How to create urgency . . .without smelling like a salesman.
Sales executives often attempt to create urgency because they are the ones who “urgently” need the sale.
One of the most commonly misunderstood strategies of sales/influence is that of creating urgency. I will admit that during my first few years of selling, most of my attempts to create urgency went horribly wrong. I was taught to build urgency by creating the impression that there was a risk of missing the opportunity if action was not taken. I was instructed to use words like, “limited supply” or “for a limited time” or “they are selling fast.” I tried a number of variations that didn’t seem fake or completely transparent. Yet, the reality is that my attempts were almost always obvious to the customer.
As I have studied the theory behind urgency and worked through solutions with my clients, I now understand why most people struggle with this technique. Here are a few ideas and strategies to make proper use of urgency whether you are in sales, leadership, or any other capacity that involves influence.
Step One: Create Value– Sales executives often attempt to create urgency because they are the ones who “urgently” need the sale. They fail to consider urgency from the customer’s perspective, and reach into the urgency repertoire when the customer is not willing to commit to their attempts to close the sale. Ironically, trying to create urgency in this manner only turns the customer off faster. Without interest from the customer, or at least a basic comprehension of their attitude towards the product, urgency is useless. Here’s an example:
If I am trying to sell a single woman a men’s shaving razor, she will probably not have any interest. If I add that for a limited time, the razors are 50% off, she probably still won’t care that much. The product has zero perceived value to her and urgency is therefore non-existent. It doesn’t matter how badly I want to sell her a razor. Before I can create urgency, I need to create value. Perhaps my only option is to suggest to her that men’s razors are ideal for shaving legs with much less irritation than traditional brands. Whatever the pitch, there is no urgency without value.

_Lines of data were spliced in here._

PR #2787, opened 2019-09-04
Always include gnuradio/rpcregisterhelpers.h in basic_block.h

carlesfernandez:
If `GR_CTRLPORT` is not defined, then rpcbasic_sptr is not defined in basic_block.h, which breaks compilation of external applications including basic_block.h but not having `GR_CTRLPORT` defined.

This PR removes the `#ifdef GR_CTRLPORT` from around `#include <gnuradio/rpcregisterhelpers.h>`.

See #2785

PR #2805, opened 2019-09-18
Fix cmake ctrlport basic block rpcregisterhelpers

michaelld:
Replacement of https://github.com/gnuradio/gnuradio/pull/2787 to fix building issue, by not moving the header include & also adding a header include. This PR should be replicated for master.

### DIFF
--- a/gnuradio-runtime/include/gnuradio/basic_block.h
+++ b/gnuradio-runtime/include/gnuradio/basic_block.h
@@ -38,9 +38,7 @@
 #include <map>
 #include <string>
 
-#ifdef GR_CTRLPORT
 #include <gnuradio/rpcregisterhelpers.h>
-#endif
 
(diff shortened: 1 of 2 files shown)


michaelld:
Looks like the CI build failures are not related to this change.

michaelld:
@777arc Says verified that this change allows building when ENABLE_GR_CTRLPORT=FALSE , which fixes a critical bug in the current GR38 and master build system.

777arc:
Yep, I usually build GR with controlport disabled because it really reduces build time, and this prevents it from erroring out a quarter of the way into the build.

carlesfernandez:
I confirm that this PR works for building gnuradio and gnss-sdr against it either ENABLE_GR_CTRLPORT is ON or OFF.

PR #2806, opened 2019-09-19
runtime: Fix get_tags_in_range for (end - start) > delay.

ryanvolz:
Previously, stream tags would be lost (not propagated downstream) when a block has a tag delay set and it is called with a number of input samples that is less than the delay. Since this happens depending on the scheduler and the number of samples provided, tags might mostly work or seemingly randomly disappear. The problem occurs because a wrong correction is included for underflows in unsigned arithmetic that limits the tags propagated to a smaller sample window than desired. Correctly detecting the underflow and setting the value to 0 rather than abs_start or abs_end fixes the problem.

For a real example, let the `d_attr_delay=209`, `abs_start=0`, and `abs_end=200` with a tag at input sample `0`. Then tags from `min(abs_start, abs_start - d_attr_delay) == 0` to `min(abs_end, abs_end - d_attr_delay) == 200` are iterated through, including the tag at `0` (`item_time == 209`), but it is not propagated to the output yet since `item_time >= abs_end` (`209 >= 200`). On the next call to the block, with `abs_start=200` and `abs_end=400`, the tag at input sample `0` is ignored because `min(abs_start, abs_start - d_attr_delay) == 200` and the iterator skips it. The correct calculation for the lower bound of the tag iterator would result in `0` and find the tag since `(abs_start - d_attr_delay) == -9` -> `0` when constrained to unsigned values. With the proper lower bound (and upper bound corrected as well), the tag at `0` is found with an `item_time == 209` which falls between `abs_start` and `abs_end` and is propagated to output sample `209`.

### DIFF
--- a/gnuradio-runtime/lib/buffer.cc
+++ b/gnuradio-runtime/lib/buffer.cc
@@ -298,8 +298,6 @@ buffer_reader::buffer_reader(buffer_sptr buffer, unsigned int read_index, block_
       d_attr_delay(0)
 {
     s_buffer_reader_count++;
-
-    buffer->d_max_reader_delay = 0;
 }
 
 buffer_reader::~buffer_reader()
--- a/gnuradio-runtime/lib/buffer.cc
+++ b/gnuradio-runtime/lib/buffer.cc
@@ -340,11 +340,20 @@ void buffer_reader::get_tags_in_range(std::vector<tag_t>& v,
 {
     gr::thread::scoped_lock guard(*mutex());
 
+    uint64_t lower_bound = abs_start - d_attr_delay;
+    // check for underflow and if so saturate at 0
+    if (lower_bound > abs_start)
+      lower_bound = 0;
+    uint64_t upper_bound = abs_end - d_attr_delay;
+    // check for underflow and if so saturate at 0
+    if (upper_bound > abs_end)
+      upper_bound = 0;
+
     v.clear();
     std::multimap<uint64_t, tag_t>::iterator itr =
-        d_buffer->get_tags_lower_bound(std::min(abs_start, abs_start - d_attr_delay));
+        d_buffer->get_tags_lower_bound(lower_bound);
     std::multimap<uint64_t, tag_t>::iterator itr_end =
-        d_buffer->get_tags_upper_bound(std::min(abs_end, abs_end - d_attr_delay));
+        d_buffer->get_tags_upper_bound(upper_bound);
 
     uint64_t item_time;
     while (itr != itr_end) {


mormj:
This seems a very reasonable improvement.  Do you have a simple flowgraph that exhibited the original issue?

ryanvolz:
This seems to demonstrate it. The Tag Debug block shows the tags on input stream 0 but never shows the delayed tags on input stream 1.

```python
from gnuradio import blocks
from gnuradio import eng_notation
from gnuradio import filter
from gnuradio import gr
from gnuradio.eng_option import eng_option
from gnuradio.filter import firdes
from optparse import OptionParser
import pmt


class test_tag_delay(gr.top_block):

    def __init__(self):
        gr.top_block.__init__(self, "Test Tag Delay")

        # Blocks
        self.fir_filter_xxx_0 = filter.fir_filter_ccc(1, ([1]))
        self.fir_filter_xxx_0.declare_sample_delay(1024)
        self.blocks_throttle_0 = blocks.throttle(gr.sizeof_gr_complex*1, 1000,True)
        (self.blocks_throttle_0).set_min_output_buffer(512)
        (self.blocks_throttle_0).set_max_output_buffer(512)
        self.blocks_tags_strobe_0 = blocks.tags_strobe(gr.sizeof_gr_complex*1, pmt.intern("TEST"), 1000, pmt.intern("strobe"))
        self.blocks_tag_debug_0 = blocks.tag_debug(gr.sizeof_gr_complex*1, '', ""); self.blocks_tag_debug_0.set_display(True)



        # Connections
        self.connect((self.blocks_tags_strobe_0, 0), (self.blocks_throttle_0, 0))
        self.connect((self.blocks_throttle_0, 0), (self.blocks_tag_debug_0, 0))
        self.connect((self.blocks_throttle_0, 0), (self.fir_filter_xxx_0, 0))
        self.connect((self.fir_filter_xxx_0, 0), (self.blocks_tag_debug_0, 1))


def main(top_block_cls=test_tag_delay, options=None):

    tb = top_block_cls()
    tb.start()
    tb.wait()


if __name__ == '__main__':
    main()
```

mormj:
I'm getting the same output from the tag delay block before and after applying the commit.

```
python3 .debug/tag_delay.py 

set_min_output_buffer on block 2 to 512

Tag Debug: 
Input Stream: 00
  Offset: 1000  Source: tags_strobe0     Key: strobe   Value: TEST
Input Stream: 01

Tag Debug: 
Input Stream: 00
  Offset: 2000  Source: tags_strobe0     Key: strobe   Value: TEST
Input Stream: 01

Tag Debug: 
Input Stream: 00
  Offset: 3000  Source: tags_strobe0     Key: strobe   Value: TEST
Input Stream: 01

Tag Debug: 
Input Stream: 00
  Offset: 4000  Source: tags_strobe0     Key: strobe   Value: TEST
Input Stream: 01

Tag Debug: 
Input Stream: 00
  Offset: 5000  Source: tags_strobe0     Key: strobe   Value: TEST
Input Stream: 01

Tag Debug: 
Input Stream: 00
  Offset: 6000  Source: tags_strobe0     Key: strobe   Value: TEST
Input Stream: 01
```

ryanvolz:
Hmmm, this patch fixes my real-world example so perhaps the simple test script is bad or has revealed another bug. I'll do a little more investigation on why the test script doesn't work even with the patch.

gnuradio-runtime/lib/buffer.cc
```diff
@@ -340,11 +340,20 @@ void buffer_reader::get_tags_in_range(std::vector<tag_t>& v,
 {
     gr::thread::scoped_lock guard(*mutex());
 
+    uint64_t lower_bound = abs_start - d_attr_delay;
+    // check for underflow and if so saturate at 0
+    if (lower_bound > abs_start)
+      lower_bound = 0;
```
michaelld: My wondering is whether the `lower_bound` should be 0 for either case. Need to follow the code for a bit to see how the methods `get_tags_*_bound` use the argument.

ryanvolz:
I ran the above test script with gdb and it does seem to trigger a different bug. By the time that get_tags_in_range is called for the FIR filter block for samples spanning 1000 + 1024 = 2024 (first tag offset + sample delay, for me this happened with abs_start=1989 and abs_end=2192), the tag at offset 1000 had been removed from the buffer and the one at offset 2000 was at the front of the list. So it seems that there is more to be done in ensuring that the tag buffer plays nicely with large tag delays, but I'm not familiar with how the buffered is handled to know more at this point.

I'll see if I can come up with a script that only triggers the problem that this change is meant to solve.

ryanvolz:
Here's a simpler script the demonstrates a dropped tag:
```python
from gnuradio import blocks
from gnuradio import eng_notation
from gnuradio import filter
from gnuradio import gr
from gnuradio.eng_option import eng_option
from gnuradio.filter import firdes
from optparse import OptionParser
import pmt


class test_tag_delay(gr.top_block):
    def __init__(self):
        gr.top_block.__init__(self, "Test Tag Delay")

        # Blocks
        self.blocks_throttle_0 = blocks.throttle(gr.sizeof_gr_complex*1, 96,True)
        self.blocks_throttle_0.declare_sample_delay(97)
        self.blocks_throttle_0.set_min_noutput_items(96)
        self.blocks_throttle_0.set_max_noutput_items(96)
        self.blocks_tags_strobe_0 = blocks.tags_strobe(gr.sizeof_gr_complex*1, pmt.intern("TEST"), 94, pmt.intern("strobe"))
        self.blocks_tags_strobe_0.set_min_noutput_items(96)
        self.blocks_tags_strobe_0.set_max_noutput_items(96)
        self.blocks_tag_debug_0 = blocks.tag_debug(gr.sizeof_gr_complex*1, '', ""); self.blocks_tag_debug_0.set_display(True)

        # Connections
        self.connect((self.blocks_tags_strobe_0, 0), (self.blocks_throttle_0, 0))
        self.connect((self.blocks_tags_strobe_0, 0), (self.blocks_tag_debug_0, 0))
        self.connect((self.blocks_throttle_0, 0), (self.blocks_tag_debug_0, 1))


def main(top_block_cls=test_tag_delay, options=None):
    tb = top_block_cls()
    tb.start()
    tb.wait()


if __name__ == '__main__':
    main()
```
The Tag Debug block should show a tag on input stream 1 with offset 191, but instead the first delayed tag that makes it is at offset 285:
```
$ python test_tag_delay.py 

Tag Debug: 
Input Stream: 00
  Offset: 94  Source: tags_strobe0     Key: strobe   Value: TEST
Input Stream: 01

Tag Debug: 
Input Stream: 00
  Offset: 188  Source: tags_strobe0     Key: strobe   Value: TEST
Input Stream: 01

Tag Debug: 
Input Stream: 00
  Offset: 282  Source: tags_strobe0     Key: strobe   Value: TEST
Input Stream: 01
  Offset: 285  Source: tags_strobe0     Key: strobe   Value: TEST
```

If you change the sample delay from 97 to 99, get_tags_in_range will hang in an infinite loop:
```
$ python test_tag_delay.py 

Tag Debug: 
Input Stream: 00
  Offset: 94  Source: tags_strobe0     Key: strobe   Value: TEST
Input Stream: 01
^CTerminated
```
Both of these behaviors are fixed with the patch. The original test script in https://github.com/gnuradio/gnuradio/pull/2806#issuecomment-545102123 still shows another bug that needs to be tracked down.

ryanvolz:
I just added a second commit that fixes the original test script in https://github.com/gnuradio/gnuradio/pull/2806#issuecomment-545102123. The problem was that `d_max_reader_delay` was getting set to 0 by instantiation of another `buffer_reader` after it had been set to the correct value by `buffer_reader::declare_sample_delay`. I can't think of a purpose for setting `d_max_reader_delay` to 0 in `buffer_reader::buffer_reader`, so I deleted that line and it fixed the problem.

gnuradio-runtime/lib/buffer.cc
mbr0wn: You mean for the `else` case? Or for upper_bound?

PR #2808, opened 2019-09-23
add set_max_output_buffer to block gateway

solsenp:
Just a small change to let you call set_max_output_buffer from pure Python blocks


marcusmueller:
I like this, too! @solsenp, have we (or @bhilburn and you) talked about getting you a CLA? Your changeset is exactly 1 line of code below the threshold from which we need you to have a CLA.

If you'd want to contribute more in the future, getting a CLA would be very desirable.

bhilburn:

PR #2814, opened 2019-09-24

mormj:

One example is synchronizing multiple USRP objects - sometimes you want
different sync than what is offered in the multi-usrp object, so you can
put a bit of code in the snippet block to do the custom synchronization

Singleton block to contain all the snippets (moved out of the options block so that the snippets can be copy and pasted).

Split _multiline and _multiline_external dtypes from string in the
processing as code block and snippet are getting evaluated multiple
times.  If the code contains sleep or print, this wreaks havoc.

image

image

image

image

### DIFF
--- a/grc/blocks/grc.tree.yml
+++ b/grc/blocks/grc.tree.yml
@@ -10,6 +10,7 @@
   - bus_structure_source
   - epy_block
   - epy_module
+  - snippets_config
   - note
   - import
 - Variables:
--- a/grc/blocks/snippets_config.block.yml
+++ b/grc/blocks/snippets_config.block.yml
@@ -1,0 +1,57 @@
+id: snippets_config
+label: Python Snippets
+flags: [ python ]
+
+parameters:
+-   id: snippet_editor
+    label: Editor
+    dtype: enum
+    options: ['Dialog','External']
+    hide: 'part'
+-   id: snippet_top
+    label: Top
+    dtype: ${'_multiline_python_external' if snippet_editor == 'External' else '_multiline'}
+    hide: 'part'
+-   id: snippet_imports
+    label: Imports
+    dtype: ${'_multiline_python_external' if snippet_editor == 'External' else '_multiline'}
+    hide: 'part'
+-   id: snippet_variables
+    label: Variables
+    dtype: ${'_multiline_python_external' if snippet_editor == 'External' else '_multiline'}
+    hide: 'part'
+-   id: snippet_blocks
+    label: Blocks
+    dtype: ${'_multiline_python_external' if snippet_editor == 'External' else '_multiline'}
+    hide: 'part'
+-   id: snippet_connections
+    label: Connections
+    dtype: ${'_multiline_python_external' if snippet_editor == 'External' else '_multiline'}
+    hide: 'part'
+-   id: snippet_callbacks
+    label: Callbacks
+    dtype: ${'_multiline_python_external' if snippet_editor == 'External' else '_multiline'}
+    hide: 'part'
+-   id: snippet_main_beginning
+    label: Main (Beginning)
+    dtype: ${'_multiline_python_external' if snippet_editor == 'External' else '_multiline'}
+    hide: 'part'
+-   id: snippet_main_end
+    label: Main (End)
+    dtype: ${'_multiline_python_external' if snippet_editor == 'External' else '_multiline'}
+    hide: 'part'
+
+templates:
+    var_make: ${code}
+
+documentation: |-
+    Insert snippets of Python code directly into the flowgraph at the end of the specified section 
+
+    Indents will be handled upon insertion into the python flowgraph
+
+    Examples:
+    print("This is my flowgraph")
+
+    Will place the print statement in the generated .py file
+
+file_format: 1
--- a/grc/core/FlowGraph.py
+++ b/grc/core/FlowGraph.py
@@ -92,6 +92,16 @@ class FlowGraph(Element):
         parameters = [b for b in self.iter_enabled_blocks() if b.key == 'parameter']
         return parameters
 
+    def get_snippets_config(self):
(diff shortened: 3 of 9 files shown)


mormj:
@marcusmueller @skoslowski  - so what do we think about this one?

skoslowski:
Thanks for the ping, Marcus and I discussed this in person a while back and probably both thought the outer would comment here...
We both started out with +0 and discussed the simple vs. multiple block design or ours. However, we ended up questioning whether this is something that GRC really needs / should have a feature like this: 

As we understand, most of what is sensible to do can be done now by extending the generated class or replacing main() in a separate module (as well as have GRC run this instead of the generated code). E.g. if there really is a good use-case to inject some code between variables and blocks/connections we could do sth like
```python
class ...:
    def __init__(self):
        self.var = ....
       
        self.init_extra_vars()

        # blocks
        ...
        # connections
        ...

    def init_extra_vars(self):
        """override this to do some init between vars and blocks/connections"""
```

Maybe we're not seeing the strong use-cases you have in mind for this.

mormj:
Thanks @skoslowski - I'll try your suggestions tomorrow and see if I can do what I need to do without modifying GRC.  I fully appreciate the desire to not bring in unsupportable functionality. 

The main goal of this feature is to be able to add in those pieces of code _directly from GRC_ for which blocks cannot currently provide.  The main use case is doing USRP synchronization - all the injection points are probably not necessary for this particular case.  Was just looking to make the idea flexible.

mormj:
So here is the simple use case I have had in mind.  Say we have a 2 USRP setup and don't want to run the multi-usrp object for some reason, maybe to provide custom synchronization, or run each uhd block in its own thread:

image

I can create an embedded py module 'sync' which has the following code to do my synchronization:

Step Two: Understand the components of urgency – Urgency is derived from two cognitive biases known as commitment and social proof. Together, they create a mindset often referred to as scarcity. Before we move forward, let’s get some definitions out of the way.
Social Proof – Social proof is behavioral phenomenon evidenced when people mimic the actions of others to align with a perceived “normal behavior”. It is based on the premise that if others are interested, it must be credible. Examples include, best-selling lists, trending topics, waiting lists, and clothing fads.
Commitment – Commitment is established as we participate or take an interest towards something. This “engagement” facilitates a sense of ownership that enhances our perceived value of the item, especially if there is a chance of losing it. Examples: High school dating, test-driving a car, qualifying for a promotion.
Scarcity – Scarcity is the belief that there is not enough supply to meet demand. Scarcity explains why people pay $10 for a gallon of gas – or water – during a hurricane. Scarcity is also why real estate values inflate so fast during booming markets.
The objective of every sales call is to help the customer see that the anticipated benefit (value) of the product or service is greater than the perceived cost. As the value increases, the level of natural urgency also increases. Social proof (a desire to be like everyone else), commitment (a sense of ownership), and scarcity (a fear of loss) each have their own way of increasing the perceived value of the product or service.
So, how do you utilize these strategies without smelling like a salesman?
Value – Focus on discovering the needs of your customer. Asking great questions will enable you to discover what they are looking for and what triggers will motivate them to buy. Once you know what your customer needs, you can effectively tailor your product or service to create the value they are seeking.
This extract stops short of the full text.